Problem statement ::
Every single entry must be reproduced precisely.

Data to examine ::
PR #3992, opened 2020-10-03
fixed #3985

### LINKED ISSUE #3985: Admin translation override not working with Laravel
Hi, i'm trying to understand if this is a bug or if you wanted it for some reason.
I created a Bagisto Laravel project and I would like to override the translation for the admin.
As we can see in "https://github.com/bagisto/bagisto/blob/master/packages/Webkul/Admin/src/Providers/AdminServiceProvider.php" on line 20, this provider publish the translation under "lang/vendor/webkul/admin" in the Resources directory. Replacing any of the given translation it won't work and I find out that the reason is simple: Laravel need a different path to override the translation which is lang/vendor/{vendorname}, in our case the publish directory should be lang/vendor/admin. I tested it and it works if I move up the published admin directory.
Is it a bug or I am missing something?

Thank you, regards.

ghermans:
Fixed #3985


devansh-webkul:
@ghermans,

- [ ] Please update the `.gitignore` file as well. When publishing there are some files that got tracked.

- [ ] Clean, previous lang structure as well.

Answer to this exercise ::
PR #3992, opened 2020-10-03
fixed #3985

### LINKED ISSUE #3985: Admin translation override not working with Laravel
Hi, i'm trying to understand if this is a bug or if you wanted it for some reason.
I created a Bagisto Laravel project and I would like to override the translation for the admin.
As we can see in "https://github.com/bagisto/bagisto/blob/master/packages/Webkul/Admin/src/Providers/AdminServiceProvider.php" on line 20, this provider publish the translation under "lang/vendor/webkul/admin" in the Resources directory. Replacing any of the given translation it won't work and I find out that the reason is simple: Laravel need a different path to override the translation which is lang/vendor/{vendorname}, in our case the publish directory should be lang/vendor/admin. I tested it and it works if I move up the published admin directory.
Is it a bug or I am missing something?

Thank you, regards.

ghermans:
Fixed #3985


devansh-webkul:
@ghermans,

- [ ] Please update the `.gitignore` file as well. When publishing there are some files that got tracked.

- [ ] Clean, previous lang structure as well.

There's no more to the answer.